Andrew Sullivan & President Obama

Courtesy Ezra Klein:

Andrew Sullivan’s 2007 profile of candidate Obama in the Atlantic is worth a reread in light of his most recent piece on the case for his reelection.

“Goodbye to All That: Why Obama Matters

Is Iraq Vietnam? Who really won in 2000? Which side are you on in the culture wars? These questions have divided the Baby Boomers and distorted our politics. One candidate could transcend them.
By Andrew Sullivan”

http://www.theatlantic.com/magazine/archive/2007/12/goodbye-to-all-that-why-obama-matters/6445/

“Andrew Sullivan: How Obama’s Long Game Will Outsmart His Critics
Jan 16, 2012 12:00 AM EST
The right calls him a socialist, the left says he sucks up to Wall Street, and independents think he’s a wimp. Andrew Sullivan on how the president may just end up outsmarting them all.”
http://www.thedailybeast.com/newsweek/2012/01/15/andrew-sullivan-how-obama-s-long-game-will-outsmart-his-critics.html

Ezra’s take:

“The case for Obama comes by way of Andrew Sullivan. It’s worth reading, if for no other reason than if you run in circles that talk politics, you’ll probably be asked to discuss it sometime this week. It’s an agenda-setting article like that. And, in a sense, it’s one Sullivan has written twice. In 2007, he profiled Obama for The Atlantic, in a piece that did a better job articulating Obama’s postpartisan appeal than even the candidate himself. This year, he has written a defense of Obama’s record that is better than anything the campaign has produced itself. Much as the ideas in Sullivan’s original Atlantic article felt novel early in the 2007 campaign but became the standard case for Obama by the time Americans went to vote, the arguments in Sullivan’s Newsweek article feel unusual now but will soon become standard among, at the least, Obama’s supporters. ”

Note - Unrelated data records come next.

PR #505, opened 2020-12-07
Bug 1887441: Conditionally delete generated default cert

sgreene570:
certificate: Conditionally delete generated default cert 

pkg/operator/controller/certificate/default_cert.go: 

If an Ingress Controller is modified so that the Spec.DefaultCertificate field is now set, only delete the prior operator generated default certificate if the secret referenced by Spec.DefaultCertificate exists. This is to correct the bug identified in BZ 1887441 in which modifying an Ingress Controller to reference a secret that does not exist via Spec.DefaultCertificate breaks the authentication operator (which relies on the router-certs secret). This commit also cleans up the default_cert.go file to align with recent improvements in the ingress-operator codebase. Namely, the `currentRouterDefaultCertificate` and `desiredRouterDefaultCertificate` functions are enhanced so that they return an indicator boolean (ie haveCert and wantCert) in addition to the values previously returned.

certificate-publisher: Check for ic.Spec.DefaultCertificate:

pkg/operator/controller/certificate-publisher/publish_certs.go: Change desiredRouterCertsGlobalSecret to check if an ingress controller's Spec.DefaultCertificate secret exists in the parameter secrets slice. If it does not, fall back to the operator generated default certificate. This makes sense since if Spec.DefaultCertificate is updated to point to a non-exists secret, the certificate controller will not delete the operator generated default certificate. This commit essentially inlines a more in-depth version of controller.RouterEffectiveDefaultCertificateSecretName(...) into desiredRouterCertsGlobalSecret, and is a part of the fix for BZ 1887441, in which the router certs global secret is clobbered by the ingress operator when an ingress controller specifies a default certificate secret that does not exist (which could be the result of a simple typo or user error).

### DIFF
--- a/pkg/operator/controller/certificate-publisher/publish_certs.go
+++ b/pkg/operator/controller/certificate-publisher/publish_certs.go
@@ -68,7 +68,19 @@ func desiredRouterCertsGlobalSecret(secrets []corev1.Secret, ingresses []operato
 
 	ingressToSecret := map[*operatorv1.IngressController]*corev1.Secret{}
 	for i, ingress := range ingresses {
-		name := controller.RouterEffectiveDefaultCertificateSecretName(&ingress, operandNamespace)
+		// Check if ingress.Spec.DefaultCertificate is an available secret
+		// in the secrets slice. If it is not, attempt to fall back to the
+		// operator generated default certificate. If ingress.Spec.DefaultCertificate
+		// is updated to point to a non-existent secret, the certificate controller
+		// will not delete the operator generated default certificate.
+		// See https://bugzilla.redhat.com/show_bug.cgi?id=1887441
+		if defaultCert := ingress.Spec.DefaultCertificate; defaultCert != nil {
+			if secret, ok := nameToSecret[defaultCert.Name]; ok {
+				ingressToSecret[&ingresses[i]] = secret
+				continue
+			}
+		}
+		name := controller.RouterOperatorGeneratedDefaultCertificateSecretName(&ingress, operandNamespace)
 		if secret, ok := nameToSecret[name.Name]; ok {
 			ingressToSecret[&ingresses[i]] = secret
 		}
--- a/pkg/operator/controller/certificate/default_cert.go
+++ b/pkg/operator/controller/certificate/default_cert.go
@@ -17,67 +17,77 @@ import (
 
 // ensureDefaultCertificateForIngress creates or deletes an operator-generated
 // default certificate for a given IngressController as appropriate.  Returns true
-// if it creates, updates, or deletes the secret for the certificate, false
-// otherwise.
+// if it the secret exists, or false if it does not, as well as any errors.
 func (r *reconciler) ensureDefaultCertificateForIngress(caSecret *corev1.Secret, namespace string, deploymentRef metav1.OwnerReference, ci *operatorv1.IngressController) (bool, error) {
 	ca, err := crypto.GetCAFromBytes(caSecret.Data["tls.crt"], caSecret.Data["tls.key"])
 	if err != nil {
 		return false, fmt.Errorf("failed to get CA from secret %s/%s: %v", caSecret.Namespace, caSecret.Name, err)
 	}
-	desired, err := desiredRouterDefaultCertificateSecret(ca, namespace, deploymentRef, ci)
+	wantCert, desired, err := desiredRouterDefaultCertificateSecret(ca, namespace, deploymentRef, ci)
 	if err != nil {
 		return false, err
 	}
-	current, err := r.currentRouterDefaultCertificate(ci, namespace)
+	if !wantCert {
+		// If the operator generated certificate is not being used, ensure that the ingress controller's
+		// Spec.DefaultCertificate secret exists before deleting the operator generated secret.
+		// See https://bugzilla.redhat.com/show_bug.cgi?id=1887441
+		err := r.lookupUserSpecifiedRouterDefaultCertificate(ci, namespace)
+		if err != nil {
+			return false, fmt.Errorf("failed to lookup user specified default certificate: %v", err)
+		}
+	}
+
+	haveCert, current, err := r.currentRouterDefaultCertificate(ci, namespace)
 	if err != nil {
 		return false, err
 	}
 	switch {
-	case desired == nil && current == nil:
+	case !wantCert && !haveCert:
 		// Nothing to do.
-	case desired == nil && current != nil:
+	case !wantCert && haveCert:
 		if deleted, err := r.deleteRouterDefaultCertificate(current); err != nil {
-			return false, fmt.Errorf("failed to delete default certificate: %v", err)
+			return true, fmt.Errorf("failed to delete default certificate: %v", err)
 		} else if deleted {
 			r.recorder.Eventf(ci, "Normal", "DeletedDefaultCertificate", "Deleted default wildcard certificate %q", current.Name)
-			return true, nil
+			return false, nil
 		}
-	case desired != nil && current == nil:
+	case wantCert && !haveCert:
 		if created, err := r.createRouterDefaultCertificate(desired); err != nil {
 			return false, fmt.Errorf("failed to create default certificate: %v", err)
 		} else if created {
 			r.recorder.Eventf(ci, "Normal", "CreatedDefaultCertificate", "Created default wildcard certificate %q", desired.Name)
 			return true, nil
 		}
-	case desired != nil && current != nil:
+	case wantCert && haveCert:
 		// TODO Update if CA certificate changed.
+		return true, nil
 	}
 	return false, nil
 }
 
 // desiredRouterDefaultCertificateSecret returns the desired default certificate
 // secret.
-func desiredRouterDefaultCertificateSecret(ca *crypto.CA, namespace string, deploymentRef metav1.OwnerReference, ci *operatorv1.IngressController) (*corev1.Secret, error) {
+func desiredRouterDefaultCertificateSecret(ca *crypto.CA, namespace string, deploymentRef metav1.OwnerReference, ci *operatorv1.IngressController) (bool, *corev1.Secret, error) {
 	// Without an ingress domain, we cannot generate a default certificate.
 	if len(ci.Status.Domain) == 0 {
-		return nil, nil
+		return false, nil, nil
 	}
 
 	// If the ingresscontroller specifies a default certificate secret, the
 	// operator does not need to generate a certificate.
 	if ci.Spec.DefaultCertificate != nil {
-		return nil, nil
+		return false, nil, nil
 	}
 
 	hostnames := sets.NewString(fmt.Sprintf("*.%s", ci.Status.Domain))
 	cert, err := ca.MakeServerCert(hostnames, 0)
 	if err != nil {
-		return nil, fmt.Errorf("failed to make certificate: %v", err)
+		return false, nil, fmt.Errorf("failed to make certificate: %v", err)
 	}
 
 	certBytes, keyBytes, err := cert.GetPEMBytes()
 	if err != nil {
-		return nil, fmt.Errorf("failed to encode certificate: %v", err)
+		return false, nil, fmt.Errorf("failed to encode certificate: %v", err)
 	}
 
 	name := controller.RouterOperatorGeneratedDefaultCertificateSecretName(ci, namespace)
@@ -93,21 +103,21 @@ func desiredRouterDefaultCertificateSecret(ca *crypto.CA, namespace string, depl
 		},
 	}
 	secret.SetOwnerReferences([]metav1.OwnerReference{deploymentRef})
-	return secret, nil
+	return true, secret, nil
 }
 
 // currentRouterDefaultCertificate returns the current router default
 // certificate secret.
-func (r *reconciler) currentRouterDefaultCertificate(ci *operatorv1.IngressController, namespace string) (*corev1.Secret, error) {
+func (r *reconciler) currentRouterDefaultCertificate(ci *operatorv1.IngressController, namespace string) (bool, *corev1.Secret, error) {
 	name := controller.RouterOperatorGeneratedDefaultCertificateSecretName(ci, namespace)
 	secret := &corev1.Secret{}
 	if err := r.client.Get(context.TODO(), name, secret); err != nil {
 		if errors.IsNotFound(err) {
-			return nil, nil
+			return false, nil, nil
 		}
-		return nil, err
+		return false, nil, err
 	}
-	return secret, nil
+	return true, secret, nil
 }
 
 // createRouterDefaultCertificate creates a router default certificate secret.
@@ -129,4 +139,16 @@ func (r *reconciler) deleteRouterDefaultCertificate(secret *corev1.Secret) (bool
 		return false, err
 	}
 	return true, nil
+}
+
+// lookupUserSpecifiedRouterDefaultCertificate checks to see if the given ingress controller's
+// Spec.DefaultCertificate field corresponds to an existing secret. This function assumes that
+// ci.Spec.DefaultCertificate is not nil.
+func (r *reconciler) lookupUserSpecifiedRouterDefaultCertificate(ci *operatorv1.IngressController, namespace string) error {
+	secret := &corev1.Secret{}
+	name := controller.RouterEffectiveDefaultCertificateSecretName(ci, namespace)
+	if err := r.client.Get(context.TODO(), name, secret); err != nil {
+		return err
+	}
+	return nil
 }


pkg/operator/controller/certificate/default_cert.go
```diff
@@ -17,67 +17,73 @@ import (
...
-	case desired == nil && current == nil:
+	case !wantCert && !haveCert:
 		// Nothing to do.
-	case desired == nil && current != nil:
+	case !wantCert && haveCert:
 		if deleted, err := r.deleteRouterDefaultCertificate(current); err != nil {
 			return false, fmt.Errorf("failed to delete default certificate: %v", err)
 		} else if deleted {
 			r.recorder.Eventf(ci, "Normal", "DeletedDefaultCertificate", "Deleted default wildcard certificate %q", current.Name)
 			return true, nil
```
Miciah, line 51: Hm, this should be `return false, nil`.

pkg/operator/controller/certificate/default_cert.go
```diff
@@ -17,67 +17,73 @@ import (
 
 // ensureDefaultCertificateForIngress creates or deletes an operator-generated
 // default certificate for a given IngressController as appropriate.  Returns true
-// if it creates, updates, or deletes the secret for the certificate, false
+// if it creates or deletes the secret for the certificate, false
 // otherwise.
```
Miciah, line 21: For other `ensure` functions, the Boolean indicates whether the object exists, not whether it was just created.  Any reason `ensureDefaultCertificateForIngress` should be different?  (This question concerns the logic as it was prior to this PR, so feel free to defer on this point in this PR.)

pkg/operator/controller/certificate/default_cert.go
```diff
@@ -17,67 +17,73 @@ import (
...
 	if err != nil {
 		return false, fmt.Errorf("failed to get CA from secret %s/%s: %v", caSecret.Namespace, caSecret.Name, err)
 	}
-	desired, err := desiredRouterDefaultCertificateSecret(ca, namespace, deploymentRef, ci)
+	wantCert, desired, err := desiredRouterDefaultCertificateSecret(ca, namespace, deploymentRef, ci)
 	if err != nil {
 		return false, err
+	} else if !wantCert {
+		// If the opeartor generated certificate is not being used, ensure that the ingress controller's
+		// Spec.DefaultCertificate secret exists before deleting the operator generated secret.
```
Miciah, line 32:
```suggestion
		// If the operator-generated certificate is not being used, ensure that the ingress controller's
		// Spec.DefaultCertificate secret exists before deleting the operator generated secret.
```
Maybe link to the Bugzilla report in the comment.

`ensureDefaultCertificateForIngress` manages the secret in the `openshift-ingress` namespace.  In the scenario described in the Bugzilla report, the auth operator breaks because the certificate is removed from the secret the `openshift-config-managed` namespace, right?  The latter secret is managed by `ensureRouterCertsGlobalSecret` in the certificate-publisher controller, and it currently doesn't publish the secret unless it is referenced by an ingresscontroller, so I think changes will be required to that logic as well.

pkg/operator/controller/certificate/default_cert.go
```diff
@@ -17,67 +17,73 @@ import (
...
-	case desired != nil && current == nil:
+	case wantCert && !haveCert:
 		if created, err := r.createRouterDefaultCertificate(desired); err != nil {
 			return false, fmt.Errorf("failed to create default certificate: %v", err)
 		} else if created {
 			r.recorder.Eventf(ci, "Normal", "CreatedDefaultCertificate", "Created default wildcard certificate %q", desired.Name)
 			return true, nil
 		}
-	case desired != nil && current != nil:
-		// TODO Update if CA certificate changed.
```
Miciah, line 53: From the PR description:

> Finally, this commit removes a stale TODO comment requesting that update logic be added to
> default_cert.go. Comparing the results of `desiredRouterDefaultCertificateSecret` to
> `currentRouterDefaultCertificate` would be pointless since `desiredRouterDefaultCertificateSecret`
> always returns a uniquely generated certificate.

It is true that comparing the results of `desiredRouterDefaultCertificateSecret` to `currentRouterDefaultCertificate` would be pointless, but we could still check if the CA certificate matches or is newer than the serving certificate. .

Anyway, I think we should return `true, nil` here.

pkg/operator/controller/certificate/default_cert.go
sgreene570: Ah, I naively though that the `router-certs-default` secret being deleted was the only crux of the bug. I will make the changes in the certificate-publisher as well.

sgreene570:
Tagging WIP for now while I work out the code changes for the certificate-publisher controller.

pkg/operator/controller/certificate/default_cert.go
sgreene570: Ah, right. 
For now I'll leave the TODO and return true, nil.

pkg/operator/controller/certificate/default_cert.go
```diff
@@ -17,67 +17,73 @@ import (
...
 func (r *reconciler) ensureDefaultCertificateForIngress(caSecret *corev1.Secret, namespace string, deploymentRef metav1.OwnerReference, ci *operatorv1.IngressController) (bool, error) {
 	ca, err := crypto.GetCAFromBytes(caSecret.Data["tls.crt"], caSecret.Data["tls.key"])
 	if err != nil {
 		return false, fmt.Errorf("failed to get CA from secret %s/%s: %v", caSecret.Namespace, caSecret.Name, err)
 	}
-	desired, err := desiredRouterDefaultCertificateSecret(ca, namespace, deploymentRef, ci)
+	wantCert, desired, err := desiredRouterDefaultCertificateSecret(ca, namespace, deploymentRef, ci)
 	if err != nil {
 		return false, err
+	} else if !wantCert {
```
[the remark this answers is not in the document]
sgreene570: fixed. Thanks!

pkg/operator/controller/certificate/default_cert.go
sgreene570: yup, fixed.

pkg/operator/controller/certificate/default_cert.go
sgreene570: No wonder this file was confusing to work with. I've adjusted the return values to match our other `ensure` functions, as you suggested.

pkg/operator/controller/certificate/default_cert.go
sgreene570: I've updated the certificate publisher controller. @Miciah PTAL when you get the chance.

pkg/operator/controller/certificate-publisher/controller.go
```diff
@@ -86,9 +86,11 @@ func New(mgr manager.Manager, operatorNamespace, operandNamespace string) (runti
 	}
 
 	if err := c.Watch(&source.Kind{Type: &operatorv1.IngressController{}}, &handler.EnqueueRequestForObject{}, predicate.Funcs{
-		CreateFunc:  func(e event.CreateEvent) bool { return reconciler.hasSecret(e.Meta, e.Object) },
-		DeleteFunc:  func(e event.DeleteEvent) bool { return reconciler.hasSecret(e.Meta, e.Object) },
-		UpdateFunc:  func(e event.UpdateEvent) bool { return reconciler.secretChanged(e.ObjectOld, e.ObjectNew) },
+		CreateFunc: func(e event.CreateEvent) bool { return reconciler.hasSecret(e.Meta, e.Object) },
+		DeleteFunc: func(e event.DeleteEvent) bool { return reconciler.hasSecret(e.Meta, e.Object) },
+		UpdateFunc: func(e event.UpdateEvent) bool {
+			return reconciler.hasSecret(e.MetaNew, e.ObjectNew) && reconciler.secretChanged(e.ObjectOld, e.ObjectNew)
```
Miciah, line 92: What happens if ingresscontroller A and ingresscontroller B each has a valid secret reference, then A is updated with a broken reference, and then B is updated to a new but still valid reference?  Doesn't that break A?  

Looks like your intention is to prevent updates to the global secret if any ingresscontroller has an invalid secret reference, right?  If so, it probably would work better to check for invalid references in `ensureRouterCertsGlobalSecret`, `desiredRouterCertsGlobalSecret`, or `Reconcile`.  

Maybe though it would be better not to make an invalid reference in ingresscontroller A block updates related to ingresscontroller B.  Instead, we could to change `ensureRouterCertsGlobalSecret` to get the current list (if it exists) and pass it to `desiredRouterCertsGlobalSecret`, and change `desiredRouterCertsGlobalSecret` to use the current list to fill in the PEM data for ingresscontrollers that don't have secrets.

sgreene570:
`FAIL: TestHeaderNameCaseAdjustment`
/test e2e-aws-operator

pkg/operator/controller/certificate-publisher/controller.go
sgreene570: See latest changes. I modified `desiredRouterCertsGlobalSecret` along the lines of your final suggestion.

pkg/operator/controller/certificate/default_cert.go
```diff
@@ -17,67 +17,77 @@ import (
...
+		}
+	}
+
+	haveCert, current, err := r.currentRouterDefaultCertificate(ci, namespace)
 	if err != nil {
 		return false, err
 	}
 	switch {
-	case desired == nil && current == nil:
+	case !wantCert && !haveCert:
```
candita, line 45: I like the clearer variable names here, but maybe you can just add two lines to set wantCert if desired != nil and haveCert if current != nil, and keep the signatures/returns the same on the two methods you changed?

sgreene570: Granted we've been slow to adopt the `haveFoo` boolean pattern across every `ensureFoo` function in our components, but we have been moving towards using it to essentially avoid lots of `desired != nil` checks. The functions in which I've made signature changes to belong to this file and are private, so I don't think changing them is a big deal. Personally, having the boolean return value is simpler for me to understand, especially in the more complicate `ensureFoo` functions, such as `ensureLoadBalancerService` (https://github.com/openshift/cluster-ingress-operator/blob/master/pkg/operator/controller/ingress/load_balancer_service.go#L142)

pkg/operator/controller/certificate-publisher/publish_certs.go
```diff
@@ -68,7 +68,19 @@ func desiredRouterCertsGlobalSecret(secrets []corev1.Secret, ingresses []operato
 
 	ingressToSecret := map[*operatorv1.IngressController]*corev1.Secret{}
 	for i, ingress := range ingresses {
-		name := controller.RouterEffectiveDefaultCertificateSecretName(&ingress, operandNamespace)
+		// Check if ingress.Spec.DefaultCertificate is an available secret
+		// in the secrets slice. If it is not, attempt to fall back to the
+		// operator generated default certificate. If ingress.Spec.DefaultCertificate
+		// is updated to point to a non-existent secret, the certificate controller
+		// will not delete the operator generated default certificate.
+		// See https://bugzilla.redhat.com/show_bug.cgi?id=1887441
```
candita, line 76: It would be a good idea to log the issue with non-existent secret, because if there was a legitimate reason to change it and it couldn't be changed due to a typo for example, the user would want to know that.

sgreene570: The issue gets logged by the default certificate controller's reconcile loop here: https://github.com/openshift/cluster-ingress-operator/pull/505/files#diff-16d9c01d5eac10bd8a3012d74ef5feb542287746e676beca44479eb80cbaa124R36

Does that seem sufficient in this case?

pkg/operator/controller/certificate/default_cert.go
```diff
@@ -17,67 +17,77 @@ import (
...
 		// Nothing to do.
-	case desired == nil && current != nil:
+	case !wantCert && haveCert:
 		if deleted, err := r.deleteRouterDefaultCertificate(current); err != nil {
 			return false, fmt.Errorf("failed to delete default certificate: %v", err)
 		} else if deleted {
 			r.recorder.Eventf(ci, "Normal", "DeletedDefaultCertificate", "Deleted default wildcard certificate %q", current.Name)
-			return true, nil
+			return false, nil
```
candita, line 52: Why is this now considered false?

sgreene570: If deletion fails, we technically still have the resource, so we should return true there. If deletion succeeds, however, we should return false since we no long have the resource. Fixed, Thanks!

sgreene570: https://github.com/openshift/cluster-ingress-operator/pull/505#discussion_r537829578 explains the inversion here btw.

pkg/operator/controller/certificate/default_cert.go
```diff
@@ -17,67 +17,77 @@ import (
...
+		// If the operator generated certificate is not being used, ensure that the ingress controller's
+		// Spec.DefaultCertificate secret exists before deleting the operator generated secret.
+		// See https://bugzilla.redhat.com/show_bug.cgi?id=1887441
+		err := r.lookupUserSpecifiedRouterDefaultCertificate(ci, namespace)
+		if err != nil {
+			return false, fmt.Errorf("failed to lookup user specified default certificate: %v", err)
+		}
+	}
+
+	haveCert, current, err := r.currentRouterDefaultCertificate(ci, namespace)
```
candita, line 40: Is it important to verify that the current cert secret also exists?  What if the `currentRouterDefaultCertificate` doesn't exist, was accidentally (or purposely) deleted?

sgreene570: `currentRouterDefaultCertificate` already does this and we handle any error/false condition from it, right?

sgreene570:
`level=error msg=Error: Error waiting for instance (i-0dce7576fc496afbf) to become ready: Failed to reach target state. Reason: Server.InternalError: Internal error on launch`
/test e2e-aws-operator

pkg/operator/controller/certificate/default_cert.go
candita: Looks like at the moment the reconciler doesn't even use the boolean!  https://github.com/openshift/cluster-ingress-operator/blob/175d7dfe2f97d0db2196706ea180b2a0e7c4da05/pkg/operator/controller/certificate/controller.go#L105

sgreene570: I noticed that as well. But it might in the future!

pkg/operator/controller/certificate/default_cert.go
candita: Looks like if it's not found then it returns false `haveCert` but nil `err`:
https://github.com/openshift/cluster-ingress-operator/pull/505/files#diff-16d9c01d5eac10bd8a3012d74ef5feb542287746e676beca44479eb80cbaa124R116

We don't handle/report any error on the inability to locate the current default certificate.  Then it just overwrites it with the existing default.  If I understand this properly.

pkg/operator/controller/certificate/default_cert.go
```diff
@@ -17,67 +17,77 @@ import (
...
+	wantCert, desired, err := desiredRouterDefaultCertificateSecret(ca, namespace, deploymentRef, ci)
 	if err != nil {
 		return false, err
 	}
-	current, err := r.currentRouterDefaultCertificate(ci, namespace)
+	if !wantCert {
+		// If the operator generated certificate is not being used, ensure that the ingress controller's
+		// Spec.DefaultCertificate secret exists before deleting the operator generated secret.
+		// See https://bugzilla.redhat.com/show_bug.cgi?id=1887441
+		err := r.lookupUserSpecifiedRouterDefaultCertificate(ci, namespace)
```
candita, line 34: It might be better to move the call to `lookupUserSpecifiedRouterDefaultCertificate` to `desiredRouteDefaultCertificateSecret` https://github.com/openshift/cluster-ingress-operator/pull/505/files#diff-16d9c01d5eac10bd8a3012d74ef5feb542287746e676beca44479eb80cbaa124R79

pkg/operator/controller/certificate/default_cert.go
sgreene570: If we are unable to locate the current operator generated default certificate, but we want the operator to generate one, then we create it. In the case where `haveCert` and `wantCert` are true, we no-op, basically.

pkg/operator/controller/certificate/default_cert.go
sgreene570: Leaving the call to `r.lookupUserSpecifiedRouterDefaultCertificate` here would save us some API calls, so I think I would prefer to not refactor `desiredRouterDefaultCertificateSecret` in this case.

sgreene570: I think I would prefer not to conflate `desiredRouterDefaultCertificateSecret` with logic that checks if the user specified secret exists.

candita: I may have misunderstood the comments in https://github.com/openshift/cluster-ingress-operator/pull/505/files#diff-16d9c01d5eac10bd8a3012d74ef5feb542287746e676beca44479eb80cbaa124R144-R146

I was supposing that if you're checking `ci.Spec.DefaultCertificate != nil` in `desiredRouteDefaultCertificateSecret` then you would also want to perform `lookupUserSpecifiedRouterDefaultCertificate` there too (or instead).

pkg/operator/controller/certificate/default_cert.go
```diff
@@ -130,3 +140,15 @@ func (r *reconciler) deleteRouterDefaultCertificate(secret *corev1.Secret) (bool
...
 	return true, nil
 }
+
+// lookupUserSpecifiedRouterDefaultCertificate checks to see if the given ingress controller's
+// Spec.DefaultCertificate field corresponds to an existing secret. This function assumes that
+// ci.Spec.DefaultCertificate is not nil.
+func (r *reconciler) lookupUserSpecifiedRouterDefaultCertificate(ci *operatorv1.IngressController, namespace string) error {
+	secret := &corev1.Secret{}
+	name := controller.RouterEffectiveDefaultCertificateSecretName(ci, namespace)
+	if err := r.client.Get(context.TODO(), name, secret); err != nil {
```
candita, line 150: I think it might be best to check if the error is due to a system issue, like a timeout from the api.  If there was a timeout looking up the secret, we wouldn't want to generate a new one.

pkg/operator/controller/certificate/default_cert.go
candita: I think there's a special case if we're unable to find the secret due to a timeout on the api.   Wdyt?

pkg/operator/controller/certificate/default_cert.go
sgreene570: >  If there was a timeout looking up the secret, we wouldn't want to generate a new one.

I think this is the current behavior. If `lookupUserSpecifiedRouterDefaultCertificate` returns an error for any reason (API timeout, the secret does not exist, etc.), then `ensureDefaultCertificateForIngress` returns that error, and the reconcile loop will retry the process again.

pkg/operator/controller/certificate/default_cert.go
sgreene570: > I think there's a special case if we're unable to find the secret due to a timeout on the api. Wdyt?

In the case, `err != nil` on the next line would evaluate to true, `ensureDefaultCertificateForIngress` would return the error early, and the reconcile loop would retry the ensure again.

pkg/operator/controller/certificate/default_cert.go
sgreene570: > Maybe it would be a good idea to add a unit test?
Whoops, didn't see this comment before.
We generally don't have unit tests for reconciler methods. Perhaps there should be an e2e test to cover this case?

quarterpin:
/lgtm

Verified via pre-merge verification workflow, more reference related to the test can be found in:
https://bugzilla.redhat.com/show_bug.cgi?id=1887441#c5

http://www.washingtonpost.com/blogs/ezra-klein/post/wonkbook-the-case-for-obama-and-the-continent-that-stands-in-his-way/2012/01/17/gIQAB0UG5P_blog.html

This is mostly a test to see how top posting works here, including cutting and pasting hypertext links.

13 Responses

  1. I linked to that article in the last thread. One of the points is that Obama has near infinite patience on long-term goals. For example, rather than come in guns blazing over Don’t Ask, Don’t Tell he basically set the military brass up for having to come up with their own recommendation to kill it. It took much longer but know it is institutionalized rather than commanded top-down.

    It’s very frustrating because a lot of times it looks like he’s being played (and sometimes he does get played) but more often then not, he is just letting out line before he reels it in.

    How the new round of negotiations on the payroll tax play out will be a good indicator of how well he has done on giving the tea party enough rope.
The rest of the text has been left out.